Collected data
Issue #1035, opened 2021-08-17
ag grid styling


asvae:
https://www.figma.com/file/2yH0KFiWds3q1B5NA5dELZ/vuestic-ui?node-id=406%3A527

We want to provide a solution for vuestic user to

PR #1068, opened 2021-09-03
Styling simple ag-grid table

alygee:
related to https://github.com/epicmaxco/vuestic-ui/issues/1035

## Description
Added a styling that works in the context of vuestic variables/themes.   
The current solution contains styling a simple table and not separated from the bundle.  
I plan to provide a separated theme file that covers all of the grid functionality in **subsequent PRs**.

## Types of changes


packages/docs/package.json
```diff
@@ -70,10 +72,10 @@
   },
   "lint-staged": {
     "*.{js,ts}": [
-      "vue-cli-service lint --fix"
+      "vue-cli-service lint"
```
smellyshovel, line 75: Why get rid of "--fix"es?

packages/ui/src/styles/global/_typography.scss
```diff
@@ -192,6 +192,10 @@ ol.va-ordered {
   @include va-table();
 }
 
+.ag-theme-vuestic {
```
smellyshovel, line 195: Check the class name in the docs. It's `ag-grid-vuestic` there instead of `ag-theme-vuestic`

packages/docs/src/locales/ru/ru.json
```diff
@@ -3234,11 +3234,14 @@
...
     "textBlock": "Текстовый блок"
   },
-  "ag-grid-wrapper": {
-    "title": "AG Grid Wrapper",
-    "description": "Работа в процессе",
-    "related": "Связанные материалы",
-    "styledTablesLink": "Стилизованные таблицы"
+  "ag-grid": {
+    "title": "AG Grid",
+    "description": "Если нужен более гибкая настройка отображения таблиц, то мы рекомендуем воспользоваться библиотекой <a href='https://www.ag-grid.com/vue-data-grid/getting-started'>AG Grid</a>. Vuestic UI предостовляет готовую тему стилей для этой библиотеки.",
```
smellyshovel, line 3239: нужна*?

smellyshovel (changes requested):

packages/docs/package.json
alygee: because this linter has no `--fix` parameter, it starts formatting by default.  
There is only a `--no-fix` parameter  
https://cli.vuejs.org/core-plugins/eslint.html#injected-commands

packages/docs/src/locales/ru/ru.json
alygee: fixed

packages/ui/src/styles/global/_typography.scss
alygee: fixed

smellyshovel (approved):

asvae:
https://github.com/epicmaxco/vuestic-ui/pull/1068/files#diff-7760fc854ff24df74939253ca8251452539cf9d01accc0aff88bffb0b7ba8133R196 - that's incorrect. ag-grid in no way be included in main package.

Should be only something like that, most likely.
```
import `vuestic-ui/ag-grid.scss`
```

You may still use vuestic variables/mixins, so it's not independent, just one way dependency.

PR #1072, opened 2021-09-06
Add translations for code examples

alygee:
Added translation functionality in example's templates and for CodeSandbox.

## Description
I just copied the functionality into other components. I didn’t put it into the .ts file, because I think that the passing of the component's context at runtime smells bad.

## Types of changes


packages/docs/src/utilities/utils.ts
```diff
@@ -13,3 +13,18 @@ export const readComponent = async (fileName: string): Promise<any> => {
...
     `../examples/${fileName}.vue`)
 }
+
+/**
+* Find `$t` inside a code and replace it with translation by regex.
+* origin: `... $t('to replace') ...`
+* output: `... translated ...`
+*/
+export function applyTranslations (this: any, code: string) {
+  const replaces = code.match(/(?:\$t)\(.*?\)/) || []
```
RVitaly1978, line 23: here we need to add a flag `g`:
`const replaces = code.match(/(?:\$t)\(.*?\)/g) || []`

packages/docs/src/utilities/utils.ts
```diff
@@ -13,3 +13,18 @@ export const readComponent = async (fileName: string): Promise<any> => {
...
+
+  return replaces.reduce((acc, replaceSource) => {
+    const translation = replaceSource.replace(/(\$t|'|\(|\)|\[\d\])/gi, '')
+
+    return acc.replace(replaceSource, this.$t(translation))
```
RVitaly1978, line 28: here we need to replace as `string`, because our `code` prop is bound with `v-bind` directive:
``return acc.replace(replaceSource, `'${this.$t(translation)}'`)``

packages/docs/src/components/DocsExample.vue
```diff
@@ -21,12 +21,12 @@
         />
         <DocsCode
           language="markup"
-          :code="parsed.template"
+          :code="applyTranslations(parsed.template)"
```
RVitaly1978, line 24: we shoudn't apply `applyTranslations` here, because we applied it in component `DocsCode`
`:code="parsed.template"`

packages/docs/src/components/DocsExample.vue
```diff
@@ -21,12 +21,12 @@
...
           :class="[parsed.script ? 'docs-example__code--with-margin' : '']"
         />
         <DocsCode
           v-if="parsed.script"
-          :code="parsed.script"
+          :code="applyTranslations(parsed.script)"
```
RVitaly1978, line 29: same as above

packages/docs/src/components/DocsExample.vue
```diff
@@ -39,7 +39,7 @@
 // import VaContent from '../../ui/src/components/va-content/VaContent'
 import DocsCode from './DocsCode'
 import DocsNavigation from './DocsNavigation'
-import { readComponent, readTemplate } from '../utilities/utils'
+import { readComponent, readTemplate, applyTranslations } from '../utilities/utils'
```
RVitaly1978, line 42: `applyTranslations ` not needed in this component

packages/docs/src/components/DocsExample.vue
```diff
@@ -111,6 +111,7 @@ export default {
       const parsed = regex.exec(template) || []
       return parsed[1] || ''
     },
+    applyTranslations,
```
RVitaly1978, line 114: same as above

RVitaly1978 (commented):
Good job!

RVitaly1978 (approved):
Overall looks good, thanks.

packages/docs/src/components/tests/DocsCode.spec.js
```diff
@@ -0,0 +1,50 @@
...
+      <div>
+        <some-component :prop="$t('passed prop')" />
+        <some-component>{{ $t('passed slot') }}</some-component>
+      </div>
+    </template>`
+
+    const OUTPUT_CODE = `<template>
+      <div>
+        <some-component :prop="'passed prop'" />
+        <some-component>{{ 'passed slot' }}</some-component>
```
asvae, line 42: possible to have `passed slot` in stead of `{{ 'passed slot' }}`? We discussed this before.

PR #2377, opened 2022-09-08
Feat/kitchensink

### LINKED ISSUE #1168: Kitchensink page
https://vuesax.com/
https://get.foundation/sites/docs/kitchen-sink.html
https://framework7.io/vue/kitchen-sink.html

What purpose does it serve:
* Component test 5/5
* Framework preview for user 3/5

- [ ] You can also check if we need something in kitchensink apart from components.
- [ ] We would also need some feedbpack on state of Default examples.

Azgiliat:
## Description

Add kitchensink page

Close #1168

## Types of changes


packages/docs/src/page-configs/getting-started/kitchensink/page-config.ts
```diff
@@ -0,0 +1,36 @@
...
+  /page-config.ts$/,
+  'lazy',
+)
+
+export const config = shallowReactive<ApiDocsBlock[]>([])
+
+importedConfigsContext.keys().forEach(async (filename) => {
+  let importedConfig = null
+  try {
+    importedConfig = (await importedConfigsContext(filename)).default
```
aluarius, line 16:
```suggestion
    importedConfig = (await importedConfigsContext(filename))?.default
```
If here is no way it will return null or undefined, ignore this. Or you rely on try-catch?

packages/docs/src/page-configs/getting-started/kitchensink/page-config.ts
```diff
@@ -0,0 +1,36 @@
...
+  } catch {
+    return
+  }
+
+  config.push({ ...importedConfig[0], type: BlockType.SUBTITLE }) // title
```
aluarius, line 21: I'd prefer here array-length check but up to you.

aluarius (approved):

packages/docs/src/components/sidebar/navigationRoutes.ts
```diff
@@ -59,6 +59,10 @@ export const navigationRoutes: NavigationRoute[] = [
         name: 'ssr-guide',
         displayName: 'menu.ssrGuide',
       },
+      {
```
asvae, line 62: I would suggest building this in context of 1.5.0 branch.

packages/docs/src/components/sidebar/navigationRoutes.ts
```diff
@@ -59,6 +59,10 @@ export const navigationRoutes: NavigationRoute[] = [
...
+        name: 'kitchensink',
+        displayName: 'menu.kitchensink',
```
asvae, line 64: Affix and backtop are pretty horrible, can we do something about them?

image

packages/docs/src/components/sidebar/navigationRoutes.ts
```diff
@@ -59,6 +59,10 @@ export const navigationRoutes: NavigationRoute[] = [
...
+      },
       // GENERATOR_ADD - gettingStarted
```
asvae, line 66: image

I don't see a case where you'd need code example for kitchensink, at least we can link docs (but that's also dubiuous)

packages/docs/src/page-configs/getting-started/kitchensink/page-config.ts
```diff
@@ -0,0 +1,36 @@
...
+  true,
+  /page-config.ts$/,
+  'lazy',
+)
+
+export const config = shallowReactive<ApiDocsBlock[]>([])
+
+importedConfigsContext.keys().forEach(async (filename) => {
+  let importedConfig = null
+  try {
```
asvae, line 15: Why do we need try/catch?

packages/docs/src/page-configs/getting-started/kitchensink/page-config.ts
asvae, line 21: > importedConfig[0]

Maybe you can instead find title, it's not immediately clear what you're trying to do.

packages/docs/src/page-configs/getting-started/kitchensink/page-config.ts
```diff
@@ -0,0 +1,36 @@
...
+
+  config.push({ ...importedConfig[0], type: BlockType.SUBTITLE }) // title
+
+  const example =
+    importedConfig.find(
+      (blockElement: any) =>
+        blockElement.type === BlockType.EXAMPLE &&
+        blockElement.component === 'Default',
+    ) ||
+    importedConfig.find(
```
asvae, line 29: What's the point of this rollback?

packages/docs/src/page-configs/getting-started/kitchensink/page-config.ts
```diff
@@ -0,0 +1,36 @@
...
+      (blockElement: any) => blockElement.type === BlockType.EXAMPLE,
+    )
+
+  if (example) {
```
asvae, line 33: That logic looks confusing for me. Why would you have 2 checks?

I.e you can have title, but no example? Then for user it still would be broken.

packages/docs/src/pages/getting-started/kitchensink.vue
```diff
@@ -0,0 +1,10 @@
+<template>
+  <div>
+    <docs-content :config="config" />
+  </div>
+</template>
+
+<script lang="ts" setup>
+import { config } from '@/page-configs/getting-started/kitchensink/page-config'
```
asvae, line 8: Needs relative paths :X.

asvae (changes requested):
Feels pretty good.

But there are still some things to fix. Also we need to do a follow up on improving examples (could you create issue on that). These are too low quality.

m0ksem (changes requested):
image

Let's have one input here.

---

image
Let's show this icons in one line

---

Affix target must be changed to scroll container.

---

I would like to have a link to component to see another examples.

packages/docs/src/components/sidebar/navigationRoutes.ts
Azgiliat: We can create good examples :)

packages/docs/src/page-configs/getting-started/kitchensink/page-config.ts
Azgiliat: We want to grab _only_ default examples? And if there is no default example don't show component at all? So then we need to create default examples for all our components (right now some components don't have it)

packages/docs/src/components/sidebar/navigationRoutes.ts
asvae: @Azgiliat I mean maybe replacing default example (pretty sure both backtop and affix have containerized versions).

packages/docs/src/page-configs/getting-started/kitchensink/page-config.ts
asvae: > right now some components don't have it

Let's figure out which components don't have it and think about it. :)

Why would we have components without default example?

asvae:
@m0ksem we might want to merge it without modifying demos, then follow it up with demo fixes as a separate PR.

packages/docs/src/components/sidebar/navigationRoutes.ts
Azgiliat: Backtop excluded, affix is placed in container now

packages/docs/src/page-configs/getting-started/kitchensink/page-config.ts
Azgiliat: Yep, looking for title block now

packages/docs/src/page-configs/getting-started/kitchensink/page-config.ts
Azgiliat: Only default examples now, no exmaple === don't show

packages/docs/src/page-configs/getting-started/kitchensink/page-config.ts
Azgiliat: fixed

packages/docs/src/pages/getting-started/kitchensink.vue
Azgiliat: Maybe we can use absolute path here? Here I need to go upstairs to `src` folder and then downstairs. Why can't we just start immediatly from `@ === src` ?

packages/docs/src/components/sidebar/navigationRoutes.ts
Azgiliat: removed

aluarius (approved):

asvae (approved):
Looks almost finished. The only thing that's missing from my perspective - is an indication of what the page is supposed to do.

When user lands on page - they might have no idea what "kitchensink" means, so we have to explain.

- [YOUR OBJECTIVE]
Once you reach the line with "related to https://github.com/epicmaxco/vuestic-ui/issues/1035" in the data above, copy it and every line after it exactly, up to and including the line with "The current solution".

- [RESPONSE TO THE TASK]
related to https://github.com/epicmaxco/vuestic-ui/issues/1035

## Description
Added a styling that works in the context of vuestic variables/themes.   
The current solution contains styling a simple table and not separated from the bundle.  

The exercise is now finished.